Here is the Nikon D7200 DSLR + Tamron 150-600mm lens on the iOptron SkyTracker Pro + Manfrotto Geared Head:


(In the photo above you can also see that I have a right angle viewfinder on the camera. That makes viewing the Sun in the camera very convenient when the Sun is high in the sky, as it will be at my location for the Total Solar Eclipse. I will be posting a review of the right angle viewfinder once the weather allows me to do some astrophotography at the 12" telescope.)

I tested the Geared Head on the Sun (with a safe solar filter on the camera lens). There are rings on each of the three axes (horizontal, elevation, and tilt) which can be loosen to allow you to make large camera pointing movements. Once you have the camera roughly aligned on your object, the Sun in this case, one or more of the three axes knobs are rotated to make fine adjustments. It was very easy to center the Sun in the camera viewfinder.

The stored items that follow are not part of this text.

PR #1824, opened 2024-06-20
fix(plugin): fix plugin family runner race condition

zsoltkacsandi:
## Description

If an error occurs, we send the result back to the family manager on a channel and return from the function:

```
if err := rr.WaitReady(ctx); err != nil {
  s.sendResults(retResults, fmt.Errorf("failed to wait for plugin scanner to be ready: %w", err))
  return
}
```

As part of the return, the deferred `Stop` and `Remove` lifecycle functions begin to run:

```
defer func() {
	if err := rr.Stop(ctx); err != nil {
		s.logger.WithError(err).Errorf("failed to stop runner")
	}

	// TODO: add short wait before removing to respect container shutdown procedure

	if err := rr.Remove(ctx); err != nil {
		s.logger.WithError(err).Errorf("failed to remove runner")
	}
}() //nolint:errcheck
```

Once the family manager gets the result in the result channel, it does not really care if the underlying goroutines are finished or not:

https://github.com/openclarity/vmclarity/blob/07500346ae7c80f1201992cdb3c22d0b6377d708/scanner/families/manager.go#L148

This results in a race condition, once the family manager gets all the results it expects, the program will terminate regardless of whether the plugins' Stop() and Destroy() functions have finished or not.

We need to call the `Exit` and `Destroy` lifecycle functions before sending back the result.
 

## Type of Change

- [X] Bug Fix
- [ ] New Feature
- [ ] Breaking Change
- [ ] Refactor
- [ ] Documentation
- [ ] Other (please describe)

## Checklist

### DIFF
--- a/scanner/families/plugins/runner/runner.go
+++ b/scanner/families/plugins/runner/runner.go
@@ -78,7 +78,8 @@ func (s *Scanner) Run(ctx context.Context, sourceType utils.SourceType, userInpu
 			s.sendResults(retResults, fmt.Errorf("failed to create plugin runner: %w", err))
 			return
 		}
-		defer func() {
+
+		cleanup := func(ctx context.Context) {
 			if err := rr.Stop(ctx); err != nil {
 				s.logger.WithError(err).Errorf("failed to stop runner")
 			}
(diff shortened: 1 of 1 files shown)


akijakya:
Nice catch! This behavior can be found in other families and should be fixed there as well...

Just a thought: what if the cleanup func is added to the `Scanner` struct, and the `sendResults` is refactored in a way that it calls `s.cleanup` first, it can even be renamed to `finish()` or something?

zsoltkacsandi:
> Just a thought: what if the cleanup func is added to the `Scanner` struct, and the `sendResults`

That can work too, the reason why I chose this approach, because it's more expressive.
If someone reads the code, you can read as a sentence, `first we are cleaning up, then we are sending back the result, and then returning from the function`. The intent is clear.

To make part of the `sendResults` feels like creating a side effect. The name of the function says that I am sending back a result. There would be a hidden behaviour that you wouldn't expect without taking a look into the `sendResults` function.

>  it can even be renamed to finish() or something?

Totally agree, we can use a more descriptive name here. finishRunner or something like that?

akijakya:
> Totally agree, we can use a more descriptive name here. finishRunner or something like that?

`finishScannerRun`?

ramizpolic (approved):

PR #1843, opened 2024-06-24
feat(api): generate frontend oapi code

adamtagscherer:
## Description

- Generate frontend SDK.
- Added UI related makefile targets.
- Updated docs.

- Changing to react queries will be in a follow-up PR.

## Type of Change

- [ ] Bug Fix
- [x] New Feature
- [ ] Breaking Change
- [ ] Refactor
- [ ] Documentation
- [ ] Other (please describe)

## Checklist


CONTRIBUTING.md
```diff
@@ -153,24 +152,30 @@ header.
...
 - `make lint-helm` lints the Helm chart.
 
 `make fix` is also provided which can automatically resolve lint issues such as formatting.
 
 ### Unit tests
 
-`make test` can be used run all the unit tests in the repo. Alternatively you can use the standard go test CLI to run a
-specific package or test like:
+`make test` to run both go and js unit tests.
+Altrenatively you can run them separetly with:
```
adamtagscherer, line 163: typo

ui/src/api/index.ts
adamtagscherer, line 1: we don't reexport things in an `index.ts` file so far nowhere in the project AFAIK, let's not start it now
we can discuss it though

ui/src/components/WrappingTextBoxWithEllipsis/wrapping-text-box-with-ellipsis.scss
```diff
@@ -1,6 +1,6 @@
 .wrapping-text-box-with-ellipsis-wrapper {
     display: flex;
-    align-items: end;
```
adamtagscherer, line 3: ? :D

csatib02: ne szemtelenkedj :D

Makefile
```diff
@@ -318,10 +342,15 @@ docker-scanner-plugins: ## Build scanner plugin container images
 ##@ Code generation
 
 .PHONY: gen
-gen: gen-api gen-bicep gen-helm-docs ## Generating all code, manifests, docs
+gen: gen-api-js gen-api-go gen-bicep gen-helm-docs ## Generating all code, manifests, docs
+
+.PHONY: gen-api-js
+gen-api-js: ## Generating Javascript library for API specification
+	$(info Generating API for UI code ...)
+	@(cd ui && npx @openapitools/openapi-generator-cli generate -i ../api/openapi.yaml -g typescript-axios -o ./src/api/generated --openapi-normalizer SET_TAGS_FOR_ALL_OPERATIONS=VMClarity)
```
gallotamas, line 350: This should be added to package.json as an npm command to make it easy for UI developers to (re)generate the api and hide the complexity of generating the api. It doesn't belong to the make file in my opinion.
Here you should only run the appropriate npm command e.g. `cd ui && npm run generate-api`
Probably it should be added as a postinstall script to the npm package.json as well because the UI can't be built if you don't run it before the build. e.g. `"postinstall": npm run generate-api"`

gallotamas (changes requested):
There are 2 important things that are missing from this PR.

- VMClarity has 2 APIs that are used from the UI and we are only generating code to one of them here. Please add code generation for the UI Backend as well: https://github.com/openclarity/vmclarity/blob/main/uibackend/openapi.yaml
- we should add npm commands to (re)generate code while working on the frontend. See my comment above for more details

ui/src/api/generated/base.ts
```diff
@@ -0,0 +1,86 @@
+/* tslint:disable */
```
gallotamas, line 1: I think we shouldn't commit any of the generated files. If the openapi doesn't change then the output should always be the same and if it does we don't really care about the changes unless it breaks the CI but then an error will be thrown and you won't be able to ship your code until you fix it.

ui/package.json
```diff
@@ -49,10 +52,12 @@
   },
   "scripts": {
     "start": "vite",
-    "build": "tsc && vite build",
+    "build": "tsc  && vite build",
```
csatib02, line 55: there is an additional space character here that should be removed!

csatib02 (approved):
Small small issue but overall Looks Good To Me! {Rocket}

akijakya (approved):
🐳

gallotamas (approved):
great job! 🎉

PR #594, opened 2018-04-17
buildah images and podman images are listing different sizes

rhatdan:
After reviewing how the sizes are shown.  It looks like podman was
using docker/units to display size.  Its size is based off of multiples
of 1000, which according to Wikipedia is correct for image sizes.

https://en.wikipedia.org/wiki/Binary_prefix

Buildah was using multiples of 1024.  This patch switches buildah to use the same
multiple and to reduce its accuracy to two decimal points so that buildah
podman will return the same sizes.  This also will match the way that docker
reports image sizes.

### DIFF
--- a/cmd/buildah/images_test.go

Here is the Sun (with a small sunspot AR2670) as imaged with the above setup on 4 August 2017:


One tip for Sun photography is to cover the camera with a cloth and place the "hood" over your head when looking into the camera viewfinder or using a "live view" screen:



The Manfrotto 410 Junior Geared Head is made of aluminum, but is a substantial piece of equipment with thankfully large and easily used axis movement knobs. There was no "sag" with the DSLR and long lens attached. Making fine adjustments for corrections in all directions was smooth. I will definitely be using the Geared Head during the Total Solar Eclipse.

I also plan to use the Manfrotto Geared Head on the SkyTracker Pro for imaging of the night sky. Being able to make fine pointing adjustments will facilitate framing of the target objects. I will report on future use of the Geared Head on my Cassiopeia Observatory reports.